Dziś właśnie wysadziłam do doniczki, a doniczkę zadołowałam.
Gdybym miała taką możliwość, to od razu poszłaby na stałe miejsce do gruntu.
Wyrastające pędy można dla pewności nakryć jakimiś liśćmi.
A tak w ogóle, to skusiłam się na odmianę Valentine, bo po pierwsze, nie mam jeszcze rośliny ze swoim imieniem , a po drugie, ładna była - czerwona.

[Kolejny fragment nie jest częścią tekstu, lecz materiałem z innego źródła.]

PR #219, opened 2019-12-11
Correct the sign of the vee product 

eric-wieser:
This uses the complement functions instead of the dual, which is faster.

Additionally, it uses an equivalent of "undual" as the final step, which makes the sign correct

### DIFF
--- a/clifford/_multivector.py
+++ b/clifford/_multivector.py
@@ -237,6 +237,9 @@ class MultiVector(object):
     def right_complement(self) -> 'MultiVector':
         return self.layout.MultiVector(value=self.layout.right_complement_func(self.value))
 
+    def left_complement(self) -> 'MultiVector':
+        return self.layout.MultiVector(value=self.layout.left_complement_func(self.value))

Witaj Oliwko, ja też kupiłam białą, ale nie zerknęłam na odmianę Mam ją w foliowej torebce, ale może pójdę za twoim przykładem i wsadzę do doniczki, bo rabata jeszcze w planach i też nie mam gdzie sadzić.
Pozdrawiam
Ciekawa jestem czy bodziszek od ciebie wyjdzie
Ja sadziłam do doniczki, są wydelikacone w tych foliowych torebkach, a poza tym w doniczce szybciej się rozwijają.W gruncie mogą zacząć gnić.Do gruntu sadziłam pod koniec maja/ pocz. czerwca dobrze wyrośniętą.
asta6245 gdyby Twoje serduszki złapał nocny przymrozek, koniecznie odpisz czy liście przeżyły. Moje hulają w doniczkach ale rosną tak szybko, że wolałbym je wysadzić.